* _Data supplied_:
╭──

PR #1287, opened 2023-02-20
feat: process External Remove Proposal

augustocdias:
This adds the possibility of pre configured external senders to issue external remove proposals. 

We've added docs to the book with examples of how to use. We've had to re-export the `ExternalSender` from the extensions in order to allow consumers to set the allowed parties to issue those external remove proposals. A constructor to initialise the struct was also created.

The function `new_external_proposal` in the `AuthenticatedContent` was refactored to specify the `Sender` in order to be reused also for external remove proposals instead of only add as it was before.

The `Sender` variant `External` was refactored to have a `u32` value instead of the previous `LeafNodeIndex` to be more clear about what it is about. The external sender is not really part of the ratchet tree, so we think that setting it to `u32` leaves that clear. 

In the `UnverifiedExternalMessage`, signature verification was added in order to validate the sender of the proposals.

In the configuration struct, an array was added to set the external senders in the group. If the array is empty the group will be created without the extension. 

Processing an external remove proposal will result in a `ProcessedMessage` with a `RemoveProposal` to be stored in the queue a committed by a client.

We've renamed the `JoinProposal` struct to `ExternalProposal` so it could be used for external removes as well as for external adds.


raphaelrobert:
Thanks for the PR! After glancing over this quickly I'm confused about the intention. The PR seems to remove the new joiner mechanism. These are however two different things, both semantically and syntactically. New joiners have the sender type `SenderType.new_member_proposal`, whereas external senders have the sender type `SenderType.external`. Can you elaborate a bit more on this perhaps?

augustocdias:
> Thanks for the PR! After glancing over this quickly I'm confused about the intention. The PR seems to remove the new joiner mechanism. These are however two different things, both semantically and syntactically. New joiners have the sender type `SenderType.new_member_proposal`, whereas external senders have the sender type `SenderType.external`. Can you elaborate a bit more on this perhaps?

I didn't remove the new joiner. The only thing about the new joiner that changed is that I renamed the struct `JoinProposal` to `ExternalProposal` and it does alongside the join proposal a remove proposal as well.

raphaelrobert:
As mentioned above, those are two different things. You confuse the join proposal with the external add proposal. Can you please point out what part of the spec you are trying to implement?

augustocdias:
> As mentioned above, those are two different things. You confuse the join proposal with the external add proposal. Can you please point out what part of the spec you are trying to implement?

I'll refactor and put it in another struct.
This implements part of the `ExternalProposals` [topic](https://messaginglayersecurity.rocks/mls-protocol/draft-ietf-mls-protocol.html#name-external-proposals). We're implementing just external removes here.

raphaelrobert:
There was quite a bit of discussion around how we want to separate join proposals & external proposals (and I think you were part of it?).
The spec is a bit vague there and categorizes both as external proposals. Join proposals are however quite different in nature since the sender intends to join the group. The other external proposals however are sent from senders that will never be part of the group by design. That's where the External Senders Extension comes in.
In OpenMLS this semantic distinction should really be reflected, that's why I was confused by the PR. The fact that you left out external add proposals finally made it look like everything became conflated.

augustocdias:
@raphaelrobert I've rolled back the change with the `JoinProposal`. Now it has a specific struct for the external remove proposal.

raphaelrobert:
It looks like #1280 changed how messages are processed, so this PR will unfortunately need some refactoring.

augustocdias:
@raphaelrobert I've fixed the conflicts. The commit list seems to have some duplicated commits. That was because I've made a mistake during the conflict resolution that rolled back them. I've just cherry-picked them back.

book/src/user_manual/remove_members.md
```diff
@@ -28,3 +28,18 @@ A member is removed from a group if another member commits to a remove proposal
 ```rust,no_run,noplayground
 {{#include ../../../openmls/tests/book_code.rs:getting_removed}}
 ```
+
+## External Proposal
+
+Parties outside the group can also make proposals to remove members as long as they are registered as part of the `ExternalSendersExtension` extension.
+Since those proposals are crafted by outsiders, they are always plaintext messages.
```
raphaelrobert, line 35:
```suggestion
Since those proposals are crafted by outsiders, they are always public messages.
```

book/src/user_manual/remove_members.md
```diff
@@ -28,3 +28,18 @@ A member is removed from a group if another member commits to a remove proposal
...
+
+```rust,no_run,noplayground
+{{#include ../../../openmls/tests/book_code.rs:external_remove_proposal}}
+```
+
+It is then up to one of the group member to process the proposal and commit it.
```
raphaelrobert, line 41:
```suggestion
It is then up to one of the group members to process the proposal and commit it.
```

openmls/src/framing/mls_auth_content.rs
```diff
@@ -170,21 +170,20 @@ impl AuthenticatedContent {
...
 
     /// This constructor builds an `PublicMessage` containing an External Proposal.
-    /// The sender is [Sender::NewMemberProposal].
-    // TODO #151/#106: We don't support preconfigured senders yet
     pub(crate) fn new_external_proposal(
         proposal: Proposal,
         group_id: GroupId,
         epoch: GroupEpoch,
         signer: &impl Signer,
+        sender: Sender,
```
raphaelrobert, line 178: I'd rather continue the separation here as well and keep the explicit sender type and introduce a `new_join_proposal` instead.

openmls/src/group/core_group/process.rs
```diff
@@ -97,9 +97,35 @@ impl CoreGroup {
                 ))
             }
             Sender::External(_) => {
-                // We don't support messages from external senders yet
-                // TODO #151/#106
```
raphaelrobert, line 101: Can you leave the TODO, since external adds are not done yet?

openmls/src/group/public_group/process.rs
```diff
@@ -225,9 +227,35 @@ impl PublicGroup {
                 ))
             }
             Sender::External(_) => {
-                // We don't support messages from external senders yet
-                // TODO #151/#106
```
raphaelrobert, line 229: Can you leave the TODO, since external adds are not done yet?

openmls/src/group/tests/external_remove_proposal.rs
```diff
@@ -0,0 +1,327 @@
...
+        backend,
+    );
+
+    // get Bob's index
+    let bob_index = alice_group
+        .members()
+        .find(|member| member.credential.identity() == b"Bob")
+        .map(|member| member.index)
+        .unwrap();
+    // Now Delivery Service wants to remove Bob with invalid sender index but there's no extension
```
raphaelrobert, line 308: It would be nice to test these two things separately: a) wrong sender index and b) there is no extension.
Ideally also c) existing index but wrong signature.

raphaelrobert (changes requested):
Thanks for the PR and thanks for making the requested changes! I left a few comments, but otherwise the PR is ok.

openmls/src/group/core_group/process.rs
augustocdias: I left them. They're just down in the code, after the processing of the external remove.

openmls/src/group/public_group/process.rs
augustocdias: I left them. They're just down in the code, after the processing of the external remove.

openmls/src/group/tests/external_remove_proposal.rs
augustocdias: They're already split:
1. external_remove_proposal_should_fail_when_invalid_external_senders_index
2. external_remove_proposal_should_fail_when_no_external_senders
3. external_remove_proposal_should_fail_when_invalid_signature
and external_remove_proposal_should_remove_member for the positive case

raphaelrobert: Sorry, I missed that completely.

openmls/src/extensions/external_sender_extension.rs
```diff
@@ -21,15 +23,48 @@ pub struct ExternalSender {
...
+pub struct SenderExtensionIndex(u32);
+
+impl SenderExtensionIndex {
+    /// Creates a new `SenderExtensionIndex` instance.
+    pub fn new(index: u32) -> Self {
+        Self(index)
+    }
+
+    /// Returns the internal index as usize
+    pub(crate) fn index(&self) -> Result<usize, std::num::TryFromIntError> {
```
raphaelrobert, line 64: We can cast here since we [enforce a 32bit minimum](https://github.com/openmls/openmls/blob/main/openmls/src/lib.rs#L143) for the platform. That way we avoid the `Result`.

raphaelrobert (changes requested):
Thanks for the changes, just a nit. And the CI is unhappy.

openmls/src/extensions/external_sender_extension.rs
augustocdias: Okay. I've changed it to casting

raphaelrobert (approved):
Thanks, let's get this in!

╰──
╭──

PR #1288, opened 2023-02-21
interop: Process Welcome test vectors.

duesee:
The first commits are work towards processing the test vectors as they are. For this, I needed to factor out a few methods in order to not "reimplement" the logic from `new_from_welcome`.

╰──
╭──

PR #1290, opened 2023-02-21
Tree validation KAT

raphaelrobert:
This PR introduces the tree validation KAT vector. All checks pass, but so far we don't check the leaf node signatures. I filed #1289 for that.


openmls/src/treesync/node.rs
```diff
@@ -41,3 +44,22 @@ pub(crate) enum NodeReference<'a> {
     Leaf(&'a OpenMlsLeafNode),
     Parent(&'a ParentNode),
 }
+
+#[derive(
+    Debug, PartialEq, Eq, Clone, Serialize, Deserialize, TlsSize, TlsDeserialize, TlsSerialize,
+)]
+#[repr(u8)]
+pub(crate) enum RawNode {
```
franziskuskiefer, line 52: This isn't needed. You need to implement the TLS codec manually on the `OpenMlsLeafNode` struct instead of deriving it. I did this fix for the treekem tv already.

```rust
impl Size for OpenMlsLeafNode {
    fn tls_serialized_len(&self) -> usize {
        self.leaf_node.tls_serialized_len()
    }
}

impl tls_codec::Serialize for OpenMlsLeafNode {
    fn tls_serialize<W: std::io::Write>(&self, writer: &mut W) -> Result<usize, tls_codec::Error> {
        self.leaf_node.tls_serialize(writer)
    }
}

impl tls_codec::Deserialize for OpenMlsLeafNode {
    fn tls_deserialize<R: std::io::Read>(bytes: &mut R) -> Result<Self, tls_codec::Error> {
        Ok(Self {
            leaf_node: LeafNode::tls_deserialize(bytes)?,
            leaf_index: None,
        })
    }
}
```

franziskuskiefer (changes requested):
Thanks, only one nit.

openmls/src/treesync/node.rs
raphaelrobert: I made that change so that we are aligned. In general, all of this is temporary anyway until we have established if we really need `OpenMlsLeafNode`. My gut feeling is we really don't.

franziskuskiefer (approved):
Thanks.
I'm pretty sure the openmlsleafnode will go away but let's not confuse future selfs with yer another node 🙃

╰──

* _Exercise details_: A single figure is the whole answer: the number of lines in the material above where the string "requested" occurs.

* _Solution to this problem_: 4